Experts to study region's gangs, sex trafficking

U-T
San Diego
News»

Written by
Elizabeth Aguilera
6 a.m., Oct. 9, 2012
A trio of local professors have received a $399,000 federal grant to research the scope and nexis of gang activity and sex trafficking in the region.
The three-year study, entitled “Measuring the Extent and Nature of Gang Involvement in Sex Trafficking in the San Diego/Tijuana Border Region,” will bring together Point Loma Nazarene University’s professor of cultural anthropology Jamie Gates, University of San Diego’s assistant professor Ami Carpenter and San Diego State University’s professor of criminal justice Dana Nurge.
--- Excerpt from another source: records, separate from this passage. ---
PR #335, opened 2020-07-09
Add seasonal variants of strategies to NaiveForecaster

Piyush1729:
Fixes #227 #253 #288 
Added seasonal mean to NaiveForecaster

PR #337, opened 2020-07-12
Add drift strategy to NaiveForecaster

### LINKED ISSUE #227: Extend NaiveForecaster
Extend `NaiveForecaster` to include all common naive forecasting strategies. For an overview, see this [chapter](https://otexts.com/fpp2/simple-methods.html#simple-methods).

- [x] introduce `seasonal` as boolean kwarg, refactor "seasonal_last" and implement "seasonal_mean", so that we can set `seasonal=True` and `strategy="mean"` for example
- [x] add "drift" strategy, the forecasts should be similar to the forecasts from `ReducedRegressionForecaster(regressor=LinearRegression(), ...)`
- [ ] implement more efficient `update_predict` routine

sri1419:
Fixes #227  
Also see #335


sktime/forecasting/tests/test_naive.py
```diff
@@ -101,9 +101,11 @@ def test_strategy_seasonal_mean(fh, sp, window_length):
         np.testing.assert_array_equal(y_pred, expected)
```
Piyush1729, line 102: add another blank line

sktime/forecasting/tests/test_naive.py
```diff
@@ -101,9 +101,11 @@ def test_strategy_seasonal_mean(fh, sp, window_length):
...
 
 @pytest.mark.parametrize("fh", TEST_OOS_FHS)
-@pytest.mark.parametrize("window_length", TEST_WINDOW_LENGTHS)
+@pytest.mark.parametrize("window_length",
+                         [*TEST_WINDOW_LENGTHS,None])
```
Piyush1729, line 105: add space after comma

sktime/forecasting/tests/test_naive.py
```diff
@@ -101,9 +101,11 @@ def test_strategy_seasonal_mean(fh, sp, window_length):
...
 def test_strategy_drift(fh, window_length):
-    f = NaiveForecaster(strategy="drift", window_length=window_length)
+    f = NaiveForecaster(strategy="drift",
+                        window_length=window_length)
     f.fit(y_train)
     y_pred = f.predict(fh)
```
Piyush1729, line 111: add blank line at the end of file,
remove redundant backslash at line 121

sktime/forecasting/naive.py
```diff
@@ -183,3 +191,16 @@ def _predict_last_window(self, fh, X=None, return_pred_int=False,
...
             return last_window[fh_idx]
+
+        elif self.strategy == "drift":
+            if any(last_window) is not np.nan:
+                drift = np.mean(np.diff(last_window))
+
+                # get zero-based index by subtracting the minimum
+                fh_idx = fh.index_like(self.cutoff)
+
+                last_window =np.arange(last_window[-1],
```
Piyush1729, line 202: add space after operator

sktime/forecasting/naive.py
```diff
@@ -183,3 +191,16 @@ def _predict_last_window(self, fh, X=None, return_pred_int=False,
...
+                                       last_window[-1]+\
```
Piyush1729, line 203: add space after operator and remove redundant backslash

sktime/forecasting/naive.py
```diff
@@ -139,5 +154,53 @@ def _predict_last_window(self, fh, X=None, return_pred_int=False,
...
+                last_window =\
+                    np.tile(last_window,
+                            reps=reps)
+
+            # get zero-based index by subtracting the minimum
+            fh_idx = fh.index_like(self.cutoff)
+            return last_window[fh_idx]
+
+        elif self.strategy == "drift":
+            if any(last_window) is not np.nan:
```
mloning, line 196: what happens if this condition fails? perhaps we could just use `np.nanmean` to handle missing values? Or raise an error?

mloning:
Dear @sri1419, we've now merged @Piyush1729's PR, so you should be able to implement the drift strategy now, but you have to sync your branch and resolve the merge conflicts.

sri1419:
Hi @mloning I had implemented drift strategy

sktime/forecasting/naive.py
```diff
@@ -176,3 +193,20 @@ def _predict_last_window(self, fh, X=None, return_pred_int=False,
                 # get zero-based index by subtracting the minimum
                 fh_idx = fh.index_like(self.cutoff)
                 return y_pred[fh_idx]
+
+        elif self.strategy == "drift":
+            if self.window_length_ != 1:
+                # if NaNs exists they are counted as zero and jump
+                # in linear difference is splitted among
+                # the missing values
+                drift = np.mean(np.diff(np.nan_to_num(last_window)))
```
mloning, line 202: I don't understand why we can just replace missing values with zeros? We need to compute the difference between the last value and the first value, no? Check out the formula here: https://otexts.com/fpp3/simple-methods.html

I think we want something like this: 
```python
slope = (last_window[last] - last_window[first]) / (last - first)  # formula for slope
fh_idx = fh.index_like(self.cutoff)  # forecasting horizon
y_pred = last_window[last] + fh_idx * slope  # linear extrapolation
return y_pred 
```
This seems to be all we need for the case with no missing values. If we have missing values, and if the first or last value is a missing value, we need to take the first or last non-missing value. So we could do something like this:
```python
idx = np.argwhere(~np.isnan(last_window))  # get the index of non-missing values
first = idx[0]
last = idx[-1]
```
In the case where the last value is missing we still need to do one more thing: we need to estimate the missing value(s) given the last non-missing value and slope: 
```
# last value is non-missing
if last == (len(last_window) - 1):
    last_value = last_window[last]
# last value is missing
else:
    last_value = last_window[last] + slope * len(last_window) - last - 1

y_pred = last_value + fh_idx * slope
```

mloning: This does seem to be a lot of code for a simple method, there may be a better way to implement it. We could also just raise an Error if there are missing values.

sktime/forecasting/tests/test_naive.py
```diff
@@ -109,3 +109,29 @@ def test_strategy_mean_seasonal_simple(n_seasons, sp):
...
+    if window_length != 1:
+        f = NaiveForecaster(strategy="drift",
+                            window_length=window_length)
+        f.fit(y_train)
+        y_pred = f.predict(fh)
+
+        if window_length is None:
+            window_length = len(y_train)
+
+        window_length = y_train.iloc[-window_length:]
```
mloning, line 127: It's easy to write unit tests for the drift method without using the same code that we use inside the drift method. For example, we know the solution for a number of easy cases and can check if the forecaster returns the expected solution: 

1) a flat time series with zero slope, in this case strategy="drift" and "last" should be the same
2) a time series with constant slope 1, e.g. `np.arange(n_timepoints)` or `-np.arange(n_timepoints)`

If you want to support missing values too, we should add some tests for that as well.

sktime/forecasting/naive.py
```diff
@@ -176,3 +193,22 @@ def _predict_last_window(self, fh, X=None, return_pred_int=False,
...
+        else:
+            if self.window_length_ != 1:
+                if np.any(np.isnan(last_window[0], last_window[-1])):
+                    raise ValueError(f"For {self.strategy},"
+                                     f"first and last elements in the last "
+                                     f"window must not be missing a value.")
+                else:
+                    # formula for slope
+                    slope = (last_window[-1] -
+                             last_window[0]) / (len(last_window) - 1)
```
mloning, line 207:
```suggestion
                             last_window[0]) / (self.window_length_ - 1)
```

sktime/forecasting/naive.py
```diff
@@ -176,3 +193,22 @@ def _predict_last_window(self, fh, X=None, return_pred_int=False,
                 # get zero-based index by subtracting the minimum
                 fh_idx = fh.index_like(self.cutoff)
                 return y_pred[fh_idx]
+
+        # if self.strategy == "drift":
+        else:
+            if self.window_length_ != 1:
+                if np.any(np.isnan(last_window[0], last_window[-1])):
```
mloning, line 200: this may work
```suggestion
                if np.any(np.isnan(last_window[[0, -1]])):
```

sktime/forecasting/tests/test_naive.py
```diff
@@ -109,3 +109,48 @@ def test_strategy_mean_seasonal_simple(n_seasons, sp):
...
+                            window_length=window_length)
+        f.fit(y_train)
+        y_pred = f.predict(fh)
+
+        if window_length is None:
+            window_length = len(y_train)
+
+        g = NaiveForecaster(strategy="last")
+        g.fit(y_train)
+        expected = g.predict(fh)
```
mloning, line 154: we don't have to use `NaiveForecaster(strategy="last") ` to find out what's expected, no? We can just use `np.ones(len(fh))`, no?

mloning: adding the other simple case of a line will also be useful: `y_train = pd.Series(np.arange(20))`

sktime/forecasting/tests/test_naive.py
```diff
@@ -109,3 +109,48 @@ def test_strategy_mean_seasonal_simple(n_seasons, sp):
...
+        np.testing.assert_array_equal(y_pred, expected)
+
+
+@pytest.mark.parametrize("fh", TEST_OOS_FHS)
+@pytest.mark.parametrize("window_length",
+                         [*TEST_WINDOW_LENGTHS, None])
+def test_strategy_drift_simple(fh, window_length):
+    # test for flat time series data
+    if window_length != 1:
+        y_train = np.ones((1, 20))
```
mloning, line 143:
```suggestion
        y_train = pd.Series(np.ones(20))
```

sktime/forecasting/tests/test_naive.py
sri1419: > adding the other simple case of a line will also be useful: `y_train = pd.Series(np.arange(20))`

It is already implemented in the test_strategy_drift()

mloning: I see, could you still make it more explicit, in the function name, also we may change the data at the beginning of the script but this function should still work when we change the data, we also don't have to compute the slope, right? We can just use `np.arange(start, end)` where start is the last point in the training series, no?

sri1419: I think start is the successor to last point when we use check_fh

sktime/forecasting/naive.py
```diff
@@ -37,6 +37,9 @@ class NaiveForecaster(OptionalForecastingHorizonMixin,
                      When sp is not 1, mean of all values
                      in a season from last window will be
                      forecasted for each season.
+        * "drift": forecast the values increasing or
```
mloning, line 40: I'd say: "forecast by fitting a line between the first and last point of the window and extrapolating it into the future"

sktime/forecasting/naive.py
```diff
@@ -176,3 +193,22 @@ def _predict_last_window(self, fh, X=None, return_pred_int=False,
...
                 fh_idx = fh.index_like(self.cutoff)
                 return y_pred[fh_idx]
+
+        # if self.strategy == "drift":
+        else:
+            if self.window_length_ != 1:
+                if np.any(np.isnan(last_window[[0, -1]])):
+                    raise ValueError(f"For {self.strategy},"
+                                     f"first and last elements in the last "
+                                     f"window must not be missing a value.")
```
mloning, line 203: "must not be a missing value"

sktime/forecasting/tests/test_naive.py
```diff
@@ -109,3 +109,46 @@ def test_strategy_mean_seasonal_simple(n_seasons, sp):
...
+        fh = check_fh(fh)
+
+        expected = y_train.iloc[-1] + np.arange(0, max(fh) + 1)[fh]
+        np.testing.assert_array_equal(y_pred, expected)
+
+
+@pytest.mark.parametrize("fh", TEST_OOS_FHS)
+@pytest.mark.parametrize("window_length",
+                         [*TEST_WINDOW_LENGTHS, None])
+def test_strategy_drift_simple(fh, window_length):
```
mloning, line 138:
```suggestion
def test_strategy_drift_flat_line(fh, window_length):
```

sri1419:
For the unit test, using random numbers for window is ok?

sri1419:
@mloning that's all for now

mloning:
@allcontributors please add @sri1419 for code

fkiraly:
... this bot doesn't seem to be very good at understanding English, @mloning ?

mloning:
Yes, has been reported already here: https://github.com/all-contributors/all-contributors/issues/362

The project will begin in January.
The National Institute of Justice has begun funding research on trafficking across the country in recent years in an attempt to understand the scope of the problem. Experts at the federal agency say much more work is needed on assessing how much trafficking goes on, how it works and who are the perpetrators and victims in the United States.
The Gates, Carpenter and Nurge proposal includes the creation of an integrated human trafficking database that collects a wide range of information including underage victim data as well as information about traffickers.
Gates and Carpenter are involved with the San Diego County Regional Human Trafficking and Commercial Sexual Exploitation of Children Advisory Council. The pair oversee the research and data sub-committee.
School officials in the county have begun to fight sex trafficking in middle and high schools and are working to educate kids and their families about the crime.
“Communities around the country are trying to get a handle on the scope and nature of the human trafficking in their neighborhoods,” said Gates. “We have gained unprecedented cooperation from schools as well as a broad range of law enforcement agencies and social service organizations in San Diego County.”
Carpenter has been studying the gang connection for more than a year in the region. This study, she said, will allow the researchers to gather hard numbers on human trafficking.
This study will begin as another SDSU professor, Sheldon Zhang, completes a three-year project on labor trafficking in the region. The results of Zhang's study will be released before the end of the year.